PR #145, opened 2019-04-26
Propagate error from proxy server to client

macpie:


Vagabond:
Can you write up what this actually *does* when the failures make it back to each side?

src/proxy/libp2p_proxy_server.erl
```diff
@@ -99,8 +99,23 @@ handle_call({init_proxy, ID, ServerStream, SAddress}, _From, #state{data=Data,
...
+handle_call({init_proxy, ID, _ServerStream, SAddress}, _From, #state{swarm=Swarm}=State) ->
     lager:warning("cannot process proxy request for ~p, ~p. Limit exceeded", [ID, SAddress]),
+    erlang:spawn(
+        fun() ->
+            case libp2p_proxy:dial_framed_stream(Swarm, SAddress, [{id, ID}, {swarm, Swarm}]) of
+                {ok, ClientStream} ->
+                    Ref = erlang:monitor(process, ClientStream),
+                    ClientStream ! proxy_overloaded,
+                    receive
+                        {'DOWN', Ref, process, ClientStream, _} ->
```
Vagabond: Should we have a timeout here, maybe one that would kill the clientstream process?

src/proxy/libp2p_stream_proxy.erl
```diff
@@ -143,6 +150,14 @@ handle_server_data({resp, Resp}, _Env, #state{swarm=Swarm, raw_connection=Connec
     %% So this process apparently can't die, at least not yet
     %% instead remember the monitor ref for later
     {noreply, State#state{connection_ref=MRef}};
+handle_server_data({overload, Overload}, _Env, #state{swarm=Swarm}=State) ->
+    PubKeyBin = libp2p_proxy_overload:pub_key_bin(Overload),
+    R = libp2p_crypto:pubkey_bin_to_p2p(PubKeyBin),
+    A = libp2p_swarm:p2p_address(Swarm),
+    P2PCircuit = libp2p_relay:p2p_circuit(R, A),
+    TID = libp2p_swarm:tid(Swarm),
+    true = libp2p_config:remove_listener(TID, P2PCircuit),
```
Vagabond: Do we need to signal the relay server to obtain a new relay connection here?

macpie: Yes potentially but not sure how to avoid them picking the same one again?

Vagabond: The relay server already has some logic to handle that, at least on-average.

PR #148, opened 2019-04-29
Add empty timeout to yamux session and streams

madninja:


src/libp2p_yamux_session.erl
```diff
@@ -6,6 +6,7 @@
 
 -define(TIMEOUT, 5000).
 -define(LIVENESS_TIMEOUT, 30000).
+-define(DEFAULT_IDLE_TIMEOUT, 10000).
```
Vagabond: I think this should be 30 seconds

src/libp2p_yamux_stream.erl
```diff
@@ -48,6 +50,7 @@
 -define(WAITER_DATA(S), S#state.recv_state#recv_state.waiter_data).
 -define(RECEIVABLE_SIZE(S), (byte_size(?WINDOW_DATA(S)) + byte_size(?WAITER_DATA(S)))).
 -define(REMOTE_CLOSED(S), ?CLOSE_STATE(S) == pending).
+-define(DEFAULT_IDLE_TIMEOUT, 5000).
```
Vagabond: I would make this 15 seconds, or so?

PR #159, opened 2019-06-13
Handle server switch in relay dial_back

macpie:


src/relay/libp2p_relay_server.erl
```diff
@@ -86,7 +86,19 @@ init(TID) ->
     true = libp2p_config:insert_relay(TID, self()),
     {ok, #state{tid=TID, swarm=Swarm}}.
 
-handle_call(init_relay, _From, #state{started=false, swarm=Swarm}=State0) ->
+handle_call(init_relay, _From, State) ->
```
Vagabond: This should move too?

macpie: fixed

==

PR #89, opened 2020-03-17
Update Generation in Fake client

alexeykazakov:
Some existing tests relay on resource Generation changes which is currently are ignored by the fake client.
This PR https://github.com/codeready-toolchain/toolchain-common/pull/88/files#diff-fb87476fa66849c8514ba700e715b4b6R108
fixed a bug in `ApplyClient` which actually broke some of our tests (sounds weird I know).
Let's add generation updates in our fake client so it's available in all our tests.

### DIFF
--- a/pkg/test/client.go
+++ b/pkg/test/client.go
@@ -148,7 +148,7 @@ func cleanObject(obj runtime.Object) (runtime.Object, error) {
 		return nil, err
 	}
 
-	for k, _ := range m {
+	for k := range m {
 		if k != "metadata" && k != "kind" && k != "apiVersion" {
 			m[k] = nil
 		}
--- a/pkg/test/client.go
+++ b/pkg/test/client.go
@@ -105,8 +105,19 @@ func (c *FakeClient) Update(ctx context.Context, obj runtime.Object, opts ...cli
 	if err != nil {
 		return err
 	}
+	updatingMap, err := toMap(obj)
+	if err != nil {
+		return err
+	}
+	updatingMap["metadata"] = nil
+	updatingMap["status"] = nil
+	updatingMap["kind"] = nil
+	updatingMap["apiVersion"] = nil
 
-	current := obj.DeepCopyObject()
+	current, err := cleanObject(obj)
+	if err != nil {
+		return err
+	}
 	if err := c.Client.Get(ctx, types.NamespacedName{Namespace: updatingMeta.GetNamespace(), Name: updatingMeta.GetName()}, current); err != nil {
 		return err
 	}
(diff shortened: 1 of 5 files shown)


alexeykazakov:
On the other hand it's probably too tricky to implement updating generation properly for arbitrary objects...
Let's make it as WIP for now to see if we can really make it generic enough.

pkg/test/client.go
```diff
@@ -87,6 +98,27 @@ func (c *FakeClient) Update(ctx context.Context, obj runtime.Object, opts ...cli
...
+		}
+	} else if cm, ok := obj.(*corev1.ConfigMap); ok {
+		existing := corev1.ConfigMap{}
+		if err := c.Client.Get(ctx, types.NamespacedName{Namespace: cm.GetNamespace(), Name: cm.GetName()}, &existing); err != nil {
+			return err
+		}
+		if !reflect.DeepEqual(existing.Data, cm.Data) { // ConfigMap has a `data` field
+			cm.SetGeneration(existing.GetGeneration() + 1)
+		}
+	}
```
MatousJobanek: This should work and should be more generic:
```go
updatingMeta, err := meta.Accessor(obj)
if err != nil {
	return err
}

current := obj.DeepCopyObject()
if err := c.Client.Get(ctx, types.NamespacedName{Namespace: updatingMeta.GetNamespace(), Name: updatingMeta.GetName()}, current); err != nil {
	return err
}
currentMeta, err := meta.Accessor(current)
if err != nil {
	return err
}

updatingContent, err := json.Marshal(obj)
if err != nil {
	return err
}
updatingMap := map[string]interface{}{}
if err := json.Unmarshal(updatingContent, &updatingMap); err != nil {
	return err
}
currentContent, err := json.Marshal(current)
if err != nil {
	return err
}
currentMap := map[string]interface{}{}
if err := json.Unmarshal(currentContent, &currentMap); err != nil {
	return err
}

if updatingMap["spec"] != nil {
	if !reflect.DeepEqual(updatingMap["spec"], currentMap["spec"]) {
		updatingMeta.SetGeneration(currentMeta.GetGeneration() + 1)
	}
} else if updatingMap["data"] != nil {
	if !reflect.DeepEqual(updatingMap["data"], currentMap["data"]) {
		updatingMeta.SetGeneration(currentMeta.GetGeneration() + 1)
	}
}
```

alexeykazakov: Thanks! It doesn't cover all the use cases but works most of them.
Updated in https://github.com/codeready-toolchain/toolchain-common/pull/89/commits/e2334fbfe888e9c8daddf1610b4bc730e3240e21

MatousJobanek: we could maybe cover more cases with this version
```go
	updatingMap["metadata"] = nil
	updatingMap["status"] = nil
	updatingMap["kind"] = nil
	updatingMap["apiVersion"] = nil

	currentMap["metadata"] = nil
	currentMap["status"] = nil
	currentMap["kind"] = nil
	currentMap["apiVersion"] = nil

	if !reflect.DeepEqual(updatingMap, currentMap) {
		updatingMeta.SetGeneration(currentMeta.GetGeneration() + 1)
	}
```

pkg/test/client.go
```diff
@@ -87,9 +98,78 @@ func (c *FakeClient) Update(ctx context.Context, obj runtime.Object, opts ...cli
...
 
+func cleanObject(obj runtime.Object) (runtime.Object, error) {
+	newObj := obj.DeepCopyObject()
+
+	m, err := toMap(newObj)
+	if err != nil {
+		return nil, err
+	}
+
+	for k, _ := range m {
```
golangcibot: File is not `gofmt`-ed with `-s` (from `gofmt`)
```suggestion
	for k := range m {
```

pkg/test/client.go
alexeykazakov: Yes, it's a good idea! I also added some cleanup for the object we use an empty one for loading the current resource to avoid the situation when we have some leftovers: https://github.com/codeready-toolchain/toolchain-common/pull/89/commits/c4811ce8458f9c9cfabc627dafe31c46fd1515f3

WORK ITEM: Return every line of the entries above that the string "them" appears in.

ANSWER BELOW:
macpie: Yes potentially but not sure how to avoid them picking the same one again?
alexeykazakov: Thanks! It doesn't cover all the use cases but works most of them.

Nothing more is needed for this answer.